Canada delays expansion of medical assistance in dying to people with mental illness : NPR

Canada has delayed efforts to expand it’s medical assistance in dying program to include mental illness. The plans raised unease in a country that already has a liberal assisted death policy.



AILSA CHANG, HOST:

The expansion of medical assistance in dying to people with mental illness has been delayed by Canada’s Parliament for another year. The country already allows medically assisted death for some incurable illnesses. But as Emma Jacobs reports, mental health conditions are still up for debate. Please note, this story does include discussion of suicide.

EMMA JACOBS, BYLINE: For John Scully, life has literally become a living nightmare.

JOHN SCULLY: When I wake up, I go, oh, God, I’ve got to stop it. I’ve got to stop it. I must find a way to stop it.

JACOBS: Scully lives in Toronto. He was diagnosed with depression more than 30 years ago and suffers from work-related PTSD and anxiety. He says he has terrible, vivid nightmares.

SCULLY: There is no way to stop it. And because of that, I’m also permanently sleep deprived.

JACOBS: He has been watching the progress of the expansion of medical assistance in dying, known by its acronym, MAID, very closely.

SCULLY: I actually physically got the paperwork for MAID. I have it right here.

JACOBS: Canada’s medical assistance in dying program was made legally available to some adults with terminal illness in 2016. In 2021, it was expanded to include those suffering with serious and chronic physical conditions. But for many, the plan to extend this to those suffering with solely mental illness raised concerns.

KWAME MCKENZIE: We don’t have very good ways of defining incurability for mental health problems.

JACOBS: Kwame McKenzie, a professor of psychiatry at the University of Toronto, says these applicants raise a number of difficult questions for psychiatrists.

MCKENZIE: If the system’s going to start getting into that business, before it offers people MAID, it must, in my mind, do everything it can to make sure that people get proper treatment and social support. And I think at the moment, our systems in Canada are not doing that.

JACOBS: But prior court decisions mean it’s not a question of if the made expansion will happen, only when, points out psychiatrist Mona Gupta.

MONA GUPTA: Now we have a very different landscape, where all sorts of people with chronic medical conditions, who are not nearing the end of life, could make requests.

JACOBS: Gupta, who works at the research hospital of the University of Montreal, led a panel the Canadian government tasked with figuring out how MAID should be handled for applicants with mental disorders as their only conditions. The recommendations included additional funding for mental health and advice for clinicians assessing people who apply for MAID. Their conditions were based partly on the experience of European countries that already allow medical dying for people with mental conditions.

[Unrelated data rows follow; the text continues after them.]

PR #2525, opened 2026-08-13
feat(spark): publish the jar, and route the kernels through the entry points

benzsevern:
Two things, both following from the same finding: the jar was unreachable from
outside this repo, and its kernels were unreachable from outside the module.

## 1. The jar can now leave the repo

It was built inside `ci.yml` and thrown away with the run. Nobody without a
checkout and a JDK could obtain it, which made "one file, nothing installed on
the cluster" untestable by anyone it was aimed at.

`publish-goldenmatch-spark-jar.yml` fires on a `goldenmatch-spark-v*` tag:
builds both architectures, self-tests each on its own hardware (aarch64 on a
real ARM runner, not cross-compiled), runs the assembled jar, attaches it to a
GitHub Release. A Release rather than Maven Central deliberately -- the jar is
not a compile dependency anybody declares, it is a file handed to `addArtifact`
at runtime, and a URL is the whole interface.

Draft, then attach, then publish: this repo has immutable releases enabled,
which seals assets at publish time and permanently burns a tag consumed by one.
`dry_run` exercises the whole pipeline without spending a tag.

**On building the jar twice.** Publishing forces a second build, which is the
"tested jar vs shipped jar" gap the CI lane's single-job build exists to close.
So the build moved into `scripts/build_spark_jar.sh` and the Spark-free
self-test into `scripts/spark_jni_selftest.sh`, both called by both workflows:
separate builds that cannot be built *differently*. The release re-runs both
self-tests before publishing.

**A shipped jar can now name itself.** Every jar of every version is a file
called `goldenmatch-spark.jar`, and the failure this arc keeps paying for is the
silent one -- a jar whose library will not load falls back to the exact-only
scorer and keeps returning numbers. "Which jar?" is the first question of that
investigation. So the build stamps `Implementation-Version`, `JarVersion` reads
it from its own archive (not the first manifest on the classpath, which on an
executor is Spark's), and `java -jar goldenmatch-spark.jar` reports the version
plus whether the native kernel loads *here*, exiting non-zero on a fallback.
That makes it a preflight check for a deploy script, not just something a human
reads. CI gates the assembled jar, which is the only place `JarVersion` can find
a manifest and the only place the library comes from jar resources.

## 2. The kernels reach the ENTRY POINTS

The inventory measured internals -- `_transformed`, `merge_expr`,
`derive_record_ids` -- and reported 5 of 5 real capabilities routed. That
answers "is the kernel reachable", which is not the question a user has. A
kernel routed at an internal but not threaded through the entry point is, from
outside, **not routed at all**: there is no argument to pass. `transform_udf`
existed on `_transformed` with no entry point able to supply one, so anyone
running the documented pipeline got the Python path regardless.

`generate_candidates`, `build_golden_from_rules` and `run_config_pipeline` now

GUPTA: If we extrapolate from the European data, most people are turned away, actually, and the people who could actually reach that threshold ought to have had, will have had extensive histories of treatments.

JACOBS: In Toronto, John Scully feels that he has exhausted all available treatments. He had hoped to apply for MAID when it became open to those whose irremediable condition is a mental illness.

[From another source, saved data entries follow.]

PR #2555, opened 2026-08-13
feat(fs): Phase 0 -- the counted EM path in the Rust core, gated

benzsevern:
Spec: `docs/superpowers/specs/2026-08-13-fs-em-rust-single-source-design.md`.

**Stacked on #2552.** Its commits are the first four here and drop out on rebase.

## The finding

The Fellegi-Sunter EM loop exists **three times**:

| implementation | covers | callers |
|---|---|---|
| `probabilistic.py` (`train_em`, `_em_iterate`) | NE, TF, monotonicity, missing modes, counted path | everything |
| `probabilistic.ts` (`trainEM`) | NE; no counted path | the TS surface |
| **`score-core/src/em_core.rs`** | the discrete E/M loop only | **none** |

The copy designated as the source of truth is the least complete *and* has zero callers — `grep -rn "train_em_core\|EmOutput\|EmParams"` across `*.rs`/`*.py`/`*.ts` returns nothing outside the file itself. Meanwhile `bridge::train_em` **embeds CPython** and calls the Python trainer, so every non-Python surface reaches Python for FS training. It's a PR-C that built its numeric core and was never wired.

And #2550/#2552 made it worse: `pair_weights`, `train_em_from_counts`, `estimate_u_from_counts`, `_neutral_u_for`, `_combine_em_sessions` all went into Python only. `em_core.rs` already had `neutral_u` with byte-identical constants.

## What this PR does

Ports the counted shape into the Rust core — `train_em_from_counts`, `estimate_u_from_counts`, `combine_em_sessions`, `fixed_blocking_weights` — and puts a parity gate under it.

**It adds no callers.** On its own it is a *fourth* copy; it is only worth landing because Phase 1 (wiring it over C-ABI/wasm/JNI, so Python and TS stop carrying their own loops) follows immediately. That is stated in the spec's risks section too.

## The gate found two real bugs in #2552

Both in code queued to merge, both #1835-family, both invisible from either side alone.

**1. A conditioned field got `log2(m/u)` instead of the bounded ramp.** Its `m` is never updated — it keeps the exponential init — so that ratio is an arbitrary initialisation divided by a random-pair estimate. Measured on a 2-level blocking field:

| | disagree | agree |
|---|---|---|
| `train_em` (correct) | **-3.0** | **+3.0** |
| counted path | -1.54 | +4.47 |

The disagreement penalty that drives precision was more than halved; the agreement weight bounded to preserve recall ran 49% over. On a near-unique key this is the mechanism behind the measured F1 0.83 → 0.57.

**2. It reported the random-pair `u` it was handed, not the neutral prior.** Doesn't move the trained `m` (a conditioned field is skipped in the E-step), but `u_probs` is half the persisted model.

Both now route through single definitions — `_fixed_blocking_weights` and `_neutral_u_for` — which `train_em` and `estimate_m_from_labels` were also duplicating.

Bug 2 was found *by the Rust gate on its first run*, which is the entire argument for the spec.

## The gate

Anchors come from `scripts/gen_fs_em_parity_fixture.py`, which is **committed**. The existing `em_core.rs` anchors came from "the C1 commit message / scratch script" — uncommitted, so when one goes red there is no way to tell a Python behaviour change from a bad port. Here, re-running the emitter and reading `git diff` is the whole diagnosis.

Five cases: the base case, the **#1836 near-unique-blocking** one, a 3-level conditioned field (a hard-coded 2-element ramp would index wrong at scoring time), unobserved `-1` handling, and one pinning that weights are **counts** — the `1e-6` smoothing is additive, so rescaling them moves the model.

Tolerances travel *in* the fixture. Parity is decision-level, not bitwise: libm's `ln`/`log2`/`exp` differ from CPython's in the low mantissa bits. The 2026-07-18 plan's "byte-parity" wording was wrong, and `em_core.rs`'s own test helper already said so.

`serde_json` is a **dev**-dependency, so the wasm bundle budget and the crate's minimal-dep posture are untouched.

## Verification

- `cargo test` (score-core): 36 passed
- `cargo clippy --all-targets -- -D warnings`: clean; `cargo fmt --check`: clean
- Python FS/EM/probabilistic suites: 160 passed
- `regen_docs.py --check`: current

`cargo fmt` reformatted three files this PR does not touch (`examples/bench_*.rs`, `src/lib.rs`); those were reverted.

## Not in this PR

Phases 1-4 of the spec: wiring (the load-bearing one), TF adjustment on the distributed path, other backends, and the Splink head-to-head benchmark. **No comparative claim about Splink is supported until Phase 4 exists.**

### DIFF
--- a/docs/agent-codemap.json
+++ b/docs/agent-codemap.json
@@ -4155,6 +4155,7 @@
             "_field_score_matrix_dedup",
             "_field_values_for_block",
             "_field_values_from_list",
+            "_fixed_blocking_weights",
             "_fs_arrow_column",
             "_fs_batch_rows",
             "_fs_calibrate_threshold_enabled",
--- a/docs/superpowers/specs/2026-08-13-fs-em-rust-single-source-design.md
+++ b/docs/superpowers/specs/2026-08-13-fs-em-rust-single-source-design.md
@@ -1,0 +1,178 @@
+# Fellegi-Sunter training: one implementation, served everywhere
+
+**Date:** 2026-08-13
+**Status:** design; Phase 0 in progress
+**Supersedes nothing.** Resumes PR-C of
+`docs/superpowers/plans/2026-07-18-fs-rust-arrow-only.md`, which built its
+numeric core and was never wired.
+
+---
+
+## The finding
+
+The Fellegi-Sunter EM loop exists **three times** in this repo, and the copy
+designated as the source of truth is the only one nothing calls.
+
+| implementation | covers | callers |
+| --- | --- | --- |
+| `packages/python/goldenmatch/goldenmatch/core/probabilistic.py` (`train_em`, `_em_iterate`) | NE dims, TF tables, monotonicity guard, missing-value modes, weighted/counted rows | every Python surface, and `bridge::train_em` |
+| `packages/typescript/goldenmatch/src/core/probabilistic.ts` (`trainEM`) | NE dims; no counted path | the TS surface |
+| `packages/rust/extensions/score-core/src/em_core.rs` (`train_em_core`) | the discrete E/M loop only | **none** |
+
+Verified 2026-08-13: `grep -rn "train_em_core\|EmOutput\|EmParams"` across
+`*.rs`, `*.py`, `*.ts` returns nothing outside `em_core.rs` itself.
+`score-core/src/lib.rs` does `pub mod em_core;` and stops there.
+
+Meanwhile `packages/rust/extensions/bridge/src/api.rs::train_em` is a pyo3 shim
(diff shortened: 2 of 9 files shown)


benzsevern:
Correction to this PR's own claim: the body said `cargo clippy --all-targets -- -D warnings` was clean. It was not — the `cargo` proxy on my box exits 0 **without running clippy**, so that check was a no-op and I reported it as a pass.

CI caught the real lint (`needless_range_loop` in `combine_em_sessions`). Fixed and amended into the commit, and re-verified with the toolchain's direct `cargo-clippy.exe`, which does run: score-core clippy clean, 36 tests pass.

SCULLY: It offers a dignified death. It offers a peaceful death.

JACOBS: Government ministers say the delay will give more time to share information with practitioners throughout the health care system. Scully insists that in the meantime, he is being denied his right to control his death. For NPR News, I’m Emma Jacobs in Montreal.

CHANG: And if you or someone you know may be considering suicide or is in crisis, call or text 988 to reach the Suicide and Crisis Lifeline.